The task:
Restate the records below word for word.

Data for review:
PR #64, opened 2020-10-19
Search node LSP by provider ID

heypnus:
To avoid tagging wrong port when two ports have the same vm-name and the
same IP addresses:
1. use manager API ListVirtualMachines to get the VM by providerID and
   get the VM's property "externalId"
2. use manager API ListVifs to get the Vif by externalId then get the
   Vif's property "lport_attachment_id"
3. use manager API ListLogicalPorts to get the logical switch port by
   lport_attachment_id
4. get the correct port from the results of 3 according to the address


dantingl (approved):
LGTM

Expected answer:
PR #64, opened 2020-10-19
Search node LSP by provider ID

heypnus:
To avoid tagging wrong port when two ports have the same vm-name and the
same IP addresses:
1. use manager API ListVirtualMachines to get the VM by providerID and
   get the VM's property "externalId"
2. use manager API ListVifs to get the Vif by externalId then get the
   Vif's property "lport_attachment_id"
3. use manager API ListLogicalPorts to get the logical switch port by
   lport_attachment_id
4. get the correct port from the results of 3 according to the address


dantingl (approved):
LGTM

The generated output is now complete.